==== Extracted records
PR #273, opened 2019-02-11
binding: Add overflow checks when slicing in `parse`

vmg:
Because of the way TreeSitter parsers are generated, the parse callback
can ask for a byte offset at the exact end of the byte slice we're
processing, and slicing at the end of the slice in Rust causes a panic,
so we need to explicitly ward against this.

-----------

@maxbrunsfeld: You removed these checks when porting over my patches, but I'm afraid they're necessary. The Treelights test suite panics without them. :sweat:

### DIFF
--- a/lib/binding/lib.rs
+++ b/lib/binding/lib.rs
@@ -229,7 +229,8 @@ impl Parser {
 
     pub fn parse(&mut self, input: impl AsRef<[u8]>, old_tree: Option<&Tree>) -> Option<Tree> {
         let bytes = input.as_ref();
-        self.parse_with(&mut |i, _| &bytes[i..], old_tree)
+        let len = bytes.len();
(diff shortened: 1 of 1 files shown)


maxbrunsfeld:
🤔 Wow I'm surprised that the Tree-sitter test suite does not catch this, as it now uses the Rust `Parser::parse` method and parses hundreds of examples. I bet it has something to do with "embedded" languages within files, for which I have less exhaustive tests.

I'm going to merge this for now, but then circle back and fix whatever bug is causing the out-of-bounds offset to be passed.

maxbrunsfeld:
Published to crates.io: 0.3.8.

vmg:
> I bet it has something to do with "embedded" languages within files

Ayup, this is where Treelights panics.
========
**Task requirements**
Copy verbatim, from the listing above, each line from the one containing "processing, and slicing" down to the one containing "-229,7 +229,8 @@", inclusive.

**Task solution**
processing, and slicing at the end of the slice in Rust causes a panic,
so we need to explicitly ward against this.

-----------

@maxbrunsfeld: You removed these checks when porting over my patches, but I'm afraid they're necessary. The Treelights test suite panics without them. :sweat:

### DIFF
--- a/lib/binding/lib.rs
+++ b/lib/binding/lib.rs
@@ -229,7 +229,8 @@ impl Parser {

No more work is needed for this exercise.